Now, if $\|x_n^{-1}\| \to \infty$ then of course $xx_n^{-1} \to 0$ but $x_n^{-1} \not \to 0$, so normalizing $x_n^{-1}$ to have norm $1$ we conclude that $x$ is a topological zero divisor.  $\blacksquare$

Finally, we must touch on permanent singularity, and a nice characterization theorem of Arens, proved here.
Definition : A singular element $a \in B$ is called permanently singular if for every Banach algebra $Y$ that extends $B$ (i.e. the norm of $Y$ restricts to the norm of $B$ on $B$ , and they share the same unit), $a$ is still singular in $Y$.
The remarkable theorem of Arens is the following :

Let $B$ be a unital commutative Banach algebra. Then, $a \in B$ is a topological divisor if and only if it is permanently singular.

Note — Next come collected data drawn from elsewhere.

PR #4454, opened 2020-07-16
Expose the internal test app's rake tasks and use them to avoid having...

cjcolvar:
…to bundle install within the test app

Alternative approach to #4452 .


jeremyf:
I moved this from "draft" to "yup" as it reduces the build time by 5 minutes.

PR #4455, opened 2020-07-17
move ordered member id querying to a decorator for SolrDocument

no-reply:
instead of isolating this logic `MemberPresenterFactory`, where i need an
Ability and a request context in order to run the query, extract for use with
`SolrDocument`.

since this isn't behavior for accessing `SolrDocument` data, per se, we can
avoid clutter and accidental querying by putting it in a decorator. to use, you
need to explictly `.decorate` the `SolrDocument` instance.

this will actually work for anything that's indexed with an `#id` and that has
`ActiveFedora`-style list proxy indexes. that means it *won't* work for
`Valkyrie` resources, at least as currently setup. maybe we don't need it for
them? work still to do on order there.

@samvera/hyrax-code-reviewers

### DIFF
--- a/app/models/concerns/hyrax/solr_document/ordered_members.rb
+++ b/app/models/concerns/hyrax/solr_document/ordered_members.rb
@@ -1,0 +1,46 @@
+# frozen_string_literal: true
+module Hyrax
+  module SolrDocument
+    ##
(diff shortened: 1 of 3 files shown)


no-reply:
see, as motivator: #4447

no-reply:
i had to kick this to fix some style issues, and added some more complete documentation while i was at it.

PR #4460, opened 2020-07-18
reload valkyrie resource after running after_create

elrayle:
## Description of Change

If a resource created using ValkyrieCreateStrategy is changed in the after_create, those changes are lost unless `result` is reloaded with those changes.  This PR uses the query_service to find and reload the resource.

Another nice theorem of Zelazko eliminates topological zero divisors by passing through an isomorphism :

Let $A$ be a Banach algebra, then there exists an extension algebra $B$ of $A$ and a homomorphism $\Theta : A \to B$ such that $\Theta$ , restricting the codomain to its image is an isometric isomorphism, and $x \in A$ is a topological zero divisor if and only if $\Theta(x)$ is a "usual" zero divisor (in their respective domains).

These results help us understand topological and usual zero divisors better.